== Data section ==
PR #19, opened 2023-09-07
Cleanup interfaces

kayibal:
Changes:
- Decouple PostgresGateway from evm models
- StorableContract trait was introduced for that purpose
- Interfaces require References to any types that are not copy: Version, BlockOrTimestamp, etc.
- Avoid some unnecessary clones when doing insertions

### DIFF
--- a/src/storage/postgres/contract_state.rs
+++ b/src/storage/postgres/contract_state.rs
@@ -40,7 +40,7 @@ impl StorableContract<orm::Contract, orm::NewContract, i64> for evm::Account {
             H256::from_slice(&val.code.hash),
             H256::from_slice(balance_modify_tx),
             H256::from_slice(code_modify_tx),
-            creation_tx.map(|b| H256::from_slice(b)),
+            creation_tx.map(H256::from_slice),
         )
     }
 
@@ -244,7 +244,7 @@ where
         at_tx: &Self::Transaction,
         conn: &mut AsyncPgConnection,
     ) -> Result<(), StorageError> {
-        let account = orm::Account::by_id(&id, conn)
===
Your task:
Will you return exactly the lines above from the one with "- Decouple PostgresGateway from evm models" down to the one with "-244,7 +244,7 @@ where", counting both as part of the range?

Output for this exercise:
- Decouple PostgresGateway from evm models
- StorableContract trait was introduced for that purpose
- Interfaces require References to any types that are not copy: Version, BlockOrTimestamp, etc.
- Avoid some unnecessary clones when doing insertions

### DIFF
--- a/src/storage/postgres/contract_state.rs
+++ b/src/storage/postgres/contract_state.rs
@@ -40,7 +40,7 @@ impl StorableContract<orm::Contract, orm::NewContract, i64> for evm::Account {
             H256::from_slice(&val.code.hash),
             H256::from_slice(balance_modify_tx),
             H256::from_slice(code_modify_tx),
-            creation_tx.map(|b| H256::from_slice(b)),
+            creation_tx.map(H256::from_slice),
         )
     }
 
@@ -244,7 +244,7 @@ where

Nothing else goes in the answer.